Most engineers I observe edit finite element models in MS Notepad. Sadly, many don’t even know that serious text editors or syntax highlighting even exists. Today—in my quest to bring fellow engineers into the 21st century—I want to point out one of my favorite engineer/FEA-friendly features in Sublime Text: the “minimap”.
The minimap is the narrow, vertical band you see toward the right side of the screenshot above—think of it like a 10,000ft view of your file. This allows you to not only view the shape of your code or prose, but by clicking in this area and dragging you can navigate your file from a broader vantage point.

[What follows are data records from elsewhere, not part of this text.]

PR #1190, opened 2026-09-07
cmake: remove duplicate -Wl,-z,notext flags introduced in #1177

blshkv:
PR #1177 added `-Wl,-z,notext` unconditionally before the first `set_target_properties` call, which is correct and sufficient. However, the same flag was also prepended to `LINK_FLAGS` inside each of the three `set_target_properties` branches (Android, non-Android Xash, non-Xash), causing it to be appended to `LINK_FLAGS` four times total.

This PR removes the three redundant copies, keeping only the single unconditional addition.


blshkv:
The Linux CI check is failing due to transient apt 404 errors on Debian Bullseye security mirrors (Bullseye is EOL), not related to this PR. Windows build passes fine.

PR #600, opened 2023-08-10
Distinction between owned and referenced entities in Core API schema

jakrawcz-rdx:
This addresses https://whimsical.com/babylon-work-tracker-Am2s7hSa7xHd5yCxgub67a@2bsEvpTYSt1Hj858bGqMKrKN669ZW1TRm1h

I went through the API yaml and inspected every `EntityReference`.
Some of them were populated from the Engine’s `Own` (most often `Vault(Own)`), and some were populated from raw `NodeId`. Namely: I think all `*SubstateValue`s used `Own`s, and component traverser + tx state changes used `NodeId`.
Anyways, for each `Own` case, I switched from `EntityReference` to a new `OwnedEntity`.


jakrawcz-rdx:
We discussed this change today briefly with GW's @krzlabrdx and the conclusions are:
- this PR provides some minor value to GW, albeit in some arbitrary way (i.e. via type system) while other are available (e.g. another `relation_type = OWNED | REFERENCED | ...` field).
- the specific impl in OpenApi's YAML (i.e. `allOf`) is not problematic (other than being an "artificial type", as mentioned above).
- this PR does not solve the GW's main pain point (regarding entity references): namely, a huge `instenceof` cascade starting [around here](https://github.com/radixdlt/babylon-gateway/blob/314b7521607087b8d256ccebdaadefe1715ed982/src/RadixDlt.NetworkGateway.PostgresIntegration/LedgerExtension/PostgresLedgerExtenderService.cs#L365), which still needs to manually scan all substates from receipt and build the map of relationships, etc (kinda similar to our parent-map, I believe)
- @krzlabrdx suggests that instead of this PR, we could design a way of providing the already-resolved information mentioned above.
  - One approach would be to migrate `new_global_entities` to just `new_entities`, and for each entity have a `{entity_reference, parent, root, [... potentially more relations captured here]}`
  - would this be related to work item https://whimsical.com/babylon-work-tracker-Am2s7hSa7xHd5yCxgub67a@2bsEvpTYSt1HjFSgBQM5AyCikHS15M6PRHX @dhedey ?

My takeaways for today:
- This PR can be closed without merging.
- The broader work described above will have to wait a bit...

dhedey:
Ahh fair.

In my mind, this PR still has merit by itself, as it more accurately represents the content in the engine.

But also happy to do something else in future to make Gateway's life easier.

PR #601, opened 2023-08-10
Expose Rust constants to Java & check config invariants

malexandru-rdx:


core/src/main/java/com/radixdlt/RadixNodeModule.java
```diff
@@ -207,6 +200,34 @@ protected void configure() {
...
+              + ").");
+    }
+    if (mempoolRelayerMaxRelayedSize < mempoolRelayerMaxMessagePayloadSize) {
+      throw new IllegalArgumentException(
+          "Invalid configuration: mempool.relayer.max_relayed_size ("
+              + mempoolRelayerMaxRelayedSize
+              + ") must be at least mempool.relayer.max_message_payload_size ("
+              + mempoolRelayerMaxMessagePayloadSize
+              + ").");
+    }
```
jakrawcz-rdx, line 230: `Preconditions.checkArgument()` may save a few lines here

core-rust/jni-export/src/constants.rs
```diff
@@ -0,0 +1,164 @@
...
+#[no_mangle]
+extern "system" fn Java_com_radixdlt_environment_NodeConstants_getMempoolTransactionOverheadFactorPercent(
+    env: JNIEnv,
+    _class: JClass,
+    request_payload: jbyteArray,
+) -> jbyteArray {
+    jni_sbor_coded_call(&env, request_payload, |_: ()| {
+        MEMPOOL_TRANSACTION_OVERHEAD_FACTOR_PERCENT
+    })
+}
```
jakrawcz-rdx, line 162: don't you prefer a single native method returning `struct AllTheseConsts{...}`?

(I know it will need an ugly `static {...}` initializer on java side)

malexandru-rdx: I thought about that, but decided to go for the current pattern of `ScryptoConstants`. What do you think of this refactor in a future more general `jni` refactor?

jakrawcz-rdx: If this is your plan in a refactoring that is really "coming soon", then I can live with the current shape for a moment 👍

core/src/main/java/com/radixdlt/RadixNodeModule.java
```diff
@@ -200,34 +201,30 @@ protected void configure() {
...
+            + ") must be at least the maximum transaction size ("
+            + NodeConstants.DEFAULT_MAX_TRANSACTION_SIZE
+            + ").");
+    Preconditions.checkArgument(
+        mempoolRelayerMaxRelayedSize < mempoolRelayerMaxMessagePayloadSize,
+        "Invalid configuration: mempool.relayer.max_relayed_size ("
+            + mempoolRelayerMaxRelayedSize
+            + ") must be at least mempool.relayer.max_message_payload_size ("
+            + mempoolRelayerMaxMessagePayloadSize
+            + ").");
```
jakrawcz-rdx, line 227: The `.checkArgument()` is convenient because it does formatting.
So you can do the multiline java string (`""" ...`) with placeholders (`%s`) - and it will also avoid rendering, as a bonus.

jakrawcz-rdx (approved):
Thank you for this clean-up 👍

PR #603, opened 2023-08-10
reorder steps in the Dockerfile to reduce the image size 

balda-rdx:
This reorder steps in the Dockerfile to reduce the image size. By unziping in the final stage we are adding an extra layer to the image that's not needed. it is better to unzip the artifacts in the build stage and then just copy, that way we prevent the extra layer

Also the user and groups creation were removed from the config script and moved to the Dockerfile. If there are any errors on those 2, we should be able to get them at build time and not at run time like now


docker/build_scripts/config_radixdlt.sh
```diff
@@ -1,20 +1,6 @@
 #!/bin/bash
-
 set -ex
 
-# Need this to run on Alpine (grsec) kernels without crashing
-find /usr -type f -name java -exec setfattr -n user.pax.flags -v em {} \;
-
-# Sets USER_ID to LOCAL_USER_ID if provided, else set it to 999
```
shambupujar, line 8: The lines below from down here should be kept intact. Tehy allow us to run the container as radixdlt user

shambupujar: Those steps needed at runtime as the vars are only avaliable on run time and they vary on individual node runners.

balda-rdx: @shambupujar so I only wanted to move the user creation to the Dockerfile, would you be ok with keeping the user and group creation there?
As of env vars, would you please let me know which ones are needed? I've tested the docker image created and it is starting just fine

balda-rdx: resolving as per the agreement on slack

The minimap is extremely helpful this is when editing a finite element model text input file. Although almost every major FEA code lets you interact with your model either using a GUI, serious FEA people prefer working with raw text over a binary database.
The drawback though is that your input file might contain 20,000 lines of nodal coordinates, followed by 10 lines of material definitions, followed by another 20,000 lines of element topologies, etc. If you are looking for that 10-line block, you are scrolling or paging through a 50,000-line file looking for the little blip on the screen to find it, or perhaps using a search function if there is a relevant keyword to help you out. At any rate, most of the time the text editor looks like the open sea:
This is where the minimap kicks in. In the screenshot below, you can see around 50 lines of the actual text on the left, but the shape of around 500 lines of code in the minimap. Look at how much more the 20-line section stands out in the minimap against the 5,000 lines of near-identically shaped text book-ending it. I can track it down in no time.
I think it’s obvious how helpful this is. Although I enjoy the minimap when programming because I tend to remember the shape of certain functions and can jump to them really quickly, for editing FEA models, it’s been a game changer for me.